The first article provided a background explanation of indicators, along with examples and benefits of using indicators in ERM programs. The second article discussed three different types of indicators and provided a perspective on quantitative versus qualitative methods.
This article uses example screenshots from our Essential ERM software system, but everything described here can be performed manually without software (albeit with much more effort!).
Step 1 - Start with Your Strategic Objectives
When it comes to implementing KRIs and KPIs, the single most important best practice we can share is to keep your efforts laser-focused on generating business value and avoid unnecessary complexity. This will help you to secure and maintain the buy-in you will need from your organization to keep your KRI process functioning properly. In practice, this means starting with a small number of indicators that are mapped to your most critical risks. You can then continue to selectively add indicators over time as you demonstrate value through your program.
How do you determine your most critical risks to create indicators for?
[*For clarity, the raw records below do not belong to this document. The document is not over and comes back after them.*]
PR #1108, opened 2026-05-06
feat(web_search): add `provider` arg to force a specific engine

mozaa-solana:
## Summary

Currently `web_search` resolves a tenant-configured provider chain (e.g. tavily → exa → brave) and stops at the first success. That's the right default for cost/latency, but it makes **cross-engine corroboration impossible at the agent level**: the caller has no way to ask \"search the same query on Exa specifically\" once Tavily already returned a hit.

This PR adds an optional `provider` argument. When set, the chain is narrowed to the named provider (case-insensitive); other providers are not queried. First-success-wins fallback is preserved when the arg is omitted.

## Concrete use case

A research agent verifying source freshness:

1. Call A: `web_search(query=\"Solana DEX volume\", freshness=\"pd\", provider=\"tavily\")`
2. Call B: `web_search(query=\"Solana DEX volume\", freshness=\"pd\", provider=\"exa\")`
3. URLs in **both** result sets → high-confidence original primary sources.
4. URLs in only one engine → republish suspect; verify with `web_fetch` page metadata.

Without `provider`, both calls return the same cached Tavily payload and the corroboration is meaningless.

## Changes

- **`internal/tools/web_search.go`**
  - New optional `provider` arg in `Parameters()`.
  - When passed, the resolved chain is narrowed to the matching provider (case-insensitive). Unknown name returns an error listing what IS configured for the tenant.
  - Cache key now includes `requestedProvider` so per-engine results don't collide.
- **`internal/tools/web_search_provider_param_test.go`** (new)
  - 5 cases: narrowing, case-insensitivity, unknown provider error, default first-success preservation, cache isolation.

## Backward compatibility

Fully backward-compatible — `provider` is optional. Existing callers (and existing cached entries during rollout) continue to work because the cache key change only affects new writes; old keys age out via TTL.

## Test plan

- [x] `go build ./...` clean
- [x] `go test ./internal/tools/...` passes (new + existing)
- [x] Unit-tested all four code paths: narrowed-chain, case-insensitive match, unknown provider error, default fallback
- [x] Cache isolation verified (same query, two providers → both engines run)

## Related

Used by the c02-choros content-research agent (Max) to implement multi-layer source-freshness verification — agent calls each engine separately and cross-checks URLs to detect republished/syndicated content slipping past Tavily/Exa's date filters. Currently shipped in our fork (`mozaa-solana/goclaw`); upstreaming so the capability is broadly available.

### DIFF
--- a/internal/tools/web_search.go
+++ b/internal/tools/web_search.go
@@ -163,6 +163,10 @@ func (t *WebSearchTool) Parameters() map[string]any {
 				"type":        "string",
 				"description": "Filter results by discovery time. Supports 'pd' (past day), 'pw' (past week), 'pm' (past month), 'py' (past year), and date range 'YYYY-MM-DDtoYYYY-MM-DD'.",
 			},
+			"provider": map[string]any{
+				"type":        "string",
+				"description": "Optional: force a specific provider (e.g., 'tavily', 'exa', 'brave', 'duckduckgo'). When omitted, the tenant's configured provider chain is used (first-success-wins). Use this to force cross-engine corroboration — call once with each provider and compare results.",
+			},
 		},
 		"required": []string{"query"},
 	}
@@ -183,6 +187,7 @@ func (t *WebSearchTool) Execute(ctx context.Context, args map[string]any) *Resul
 	searchLang, _ := args["search_lang"].(string)
 	uiLang, _ := args["ui_lang"].(string)
 	freshness, _ := args["freshness"].(string)
+	requestedProvider, _ := args["provider"].(string)
 
 	params := searchParams{
 		Query:      query,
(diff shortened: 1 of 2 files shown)


mrgoonie (approved):
Approved. This is a focused, backward-compatible tool-schema improvement with a concrete research-agent use case.

Review evidence:
- Diff is limited to `internal/tools/web_search.go` plus `internal/tools/web_search_provider_param_test.go`.
- Existing default behavior is preserved when `provider` is omitted: the configured chain remains first-success-wins.
- Explicit provider selection is case-insensitive and fails closed with a clear list of configured providers when the requested engine is unavailable.
- Cache isolation now includes the requested provider, so cross-engine corroboration will not replay one provider's cached result for another provider.
- Duplicate/prior-work check found only this open PR for the provider-param behavior; prior web_search work covers tenant provider-chain resolution, not per-call engine forcing.
- Local verification passed: `go test ./internal/tools`.

No Critical or Important findings. GitHub shows no checks for this branch, but the PR is small and covered by targeted local tests.

PR #752, opened 2023-01-28
Add woff2 fonts and other font related tweaks

javiereguiluz:
This Pull Request proposes 3 changes related to fonts:

**(1)** Add the WOFF2 variant of web fonts. [WOFF2 standard](https://w3c.github.io/woff/woff2/) reduces the file sizes significantly. This is important to make our website more accessible to folks with limited Internet connections.

96% of browsers support WOFF2 ([source](https://caniuse.com/?search=woff2)) and we still have WOFF and TTF/OTF/EOT formats for those edge-cases which don't support it.

Real examples of the file size reductions for php.net:

```
Fira Sans Regular: 183 KB (woff) -> 129 KB (woff2) --> 30% reduction in size
Fira Mono Regular:  87 KB (woff) ->  65 KB (woff2) --> 35% reduction in size
```

**(2)** Use `font-display: swap` for web fonts (see [MDN Docs for font-display](https://developer.mozilla.org/en-US/docs/Web/CSS/@font-face/font-display))

This is recommended to not block the rendering the page for a long time if the web font is not available. Again, this is important for folks with suboptimal network connections.

The `swap` value is also the default option in popular font services like [Google Fonts](https://fonts.google.com/).

**(3)** Update the list of alternative font families.

I updated the sans-serif and mono font stack used in the design. The new stacks are much longer (not a problem in practice thanks to CSS variables) but they cover all common browsing devices (including smartphones). I crafted the list from the recommended font stacks of the most popular CSS frameworks and the most popular websites for developers.


javiereguiluz:
If you have some time, please review this proposal. It would improve performance significantly and, to my understanding, there are no drawbacks. Thanks a lot!

oxou:
Any updates on this?

Many people (myself included) browse the manual page on a daily basis and have a slow internet connection, I sometimes wait 2-3 seconds for fonts to load.

javiereguiluz:
I've just rebased this to fix the merge conflicts. Thanks.

Girgias:
Seems reasonable to me, thank you!

PR #753, opened 2023-01-29
Font display swap fix

oxou:
What `font-family: swap` does is `Fallback text is immediately rendered in the next available system typeface in the font stack until the custom font loads, in which case the new typeface will be swap ped in`

This fixes the issue on slow connections where fonts on the page are invisible while the remote font is still downloading, this provides a fallback to the system fonts until the remote font has been downloaded.

More information about it here: 
- https://developer.mozilla.org/en-US/docs/Web/CSS/@font-face/font-display
- https://developer.chrome.com/docs/lighthouse/performance/font-display/

### DIFF
--- a/fonts/Fira/fira.css
+++ b/fonts/Fira/fira.css
@@ -8,6 +8,7 @@
          url('/fonts/Fira/ttf/FiraSans-Book.ttf') format('truetype');
     font-weight: 400;
     font-style: normal;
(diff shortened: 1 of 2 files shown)


javiereguiluz:
This is being fixed in #752, so I'd say this is a duplicate of the other pull request. Thanks.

Simple - start with your strategic objectives.
Ideally, your strategic objectives are documented and already form the foundation of your ERM program. Risks that would interfere with the achievement of objectives are identified, assessed, managed and monitored to aid with your strategy execution.
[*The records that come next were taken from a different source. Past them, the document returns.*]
PR #758, opened 2023-02-15
Support serving PHP distribution packages from GitHub releases

ramsey:
https://github.com/php/php-src/pull/10604 introduces a new automated release workflow for building PHP release packages. With this new workflow, we will no longer serve PHP distributions packages from `web-php-distributions`, but rather, from GitHub releases. This PR adds support to `web-php` to create the proper download URLs for the files in GitHub.

Important things to note in this PR:

- All current functionality works and behaves as expected (i.e., museum, links to files in `/distributions/`, etc.)
- The main change is this: if a release contains `'location' => 'github'`, we'll use download links to the files in GitHub
  - Here's an example of what this will look like: https://github.com/ramsey/web-php/commit/776d694f6c5a97dc48e4ea036dc15fc993ffbdec
  - Here's an example of how we'll update `web-qa` with this new process: https://github.com/ramsey/web-qa/commit/b28dfaee92ec9a5f4a2663d46980e79481f6c943
- I've moved `php-keyring.gpg` from `web-php-distributions` into this repository (see also https://github.com/php/web-php-distributions/pull/9)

Fig. 3. The Strategy Explorer screen from the Essential ERM software system. Strategic categories and strategic objectives are documented first, and then risks that would affect execution are identified and mapped to each objective.
Using strategic objectives as a central organizing principle will help to ensure that your ERM program stays focused on delivering business value. It will make it easy to identify your most important risks, as they will be the risks that have the greatest potential to affect your most important objectives. This approach will help you to identify highest ranked risks that you should start with when identifying potential KRIs and KPIs.
A word on this - if your ERM program is not already aligned with strategic objectives, all is not lost. It is not hard to create these linkages after the fact. Our team would be happy to share pointers and this is an area where the right software tools can help. There are also other considerations for prioritizing risks, as the next two steps describe.
Step 2 - Consider Your Organization’s Risk Appetite
Just as strategic objectives provide important business context to prioritize your risks for use with KRIs and KPIs, so does consideration of your organization’s risk appetite.
Risk appetite is an extremely valuable tool to help identify and document the types and amounts of risk that your organization is prepared to assume in different situations. If you have not implemented a risk appetite framework yet, we recommend you review our two articles entitled “Understanding Risk Appetite” and “Implementing Risk Appetite Frameworks.”
Fig. 4. The Risk Appetite screen from the Essential ERM software system. Grey dots represent individual risks plotted by their residual scores, with blue bars representing the upper and lower thresholds set and approved by the board during the risk appetite documentation process. While dozens of risks are plotted, the risks that exceed thresholds can be easily and identified (by hovering over them or clicking through into their details).
Risks which exceed upper and lower risk appetite thresholds are additional candidates for use with KRI and KPI monitoring, because these represent risks which are currently out of alignment with the limits that the Board of Direcors has authorized the leadership team to operate within. These risks will likely have action plans associated with them to bring them into appetite alignment, warranting closer oversight. This will be especially true if these risks are also associated with important or sensitive strategic objectives.
Step 3 - Consider Your Risk Register
Other important clues for prioritizing your indicators can be obtained from a review of your risk register. Most registers already have a ranking system that reflects your organization’s consensus of your most important risks. Registers can also be filtered to identify risks with the highest risk ratings and to highlight the risks where the difference between inherent risk and residual risk are the greatest. These differences represent the extent to which the organization is depending on its controls to help avoid risk events. Risks with high differences in inherent and residual risks may be good candidates for control effectiveness indicators (see article 2)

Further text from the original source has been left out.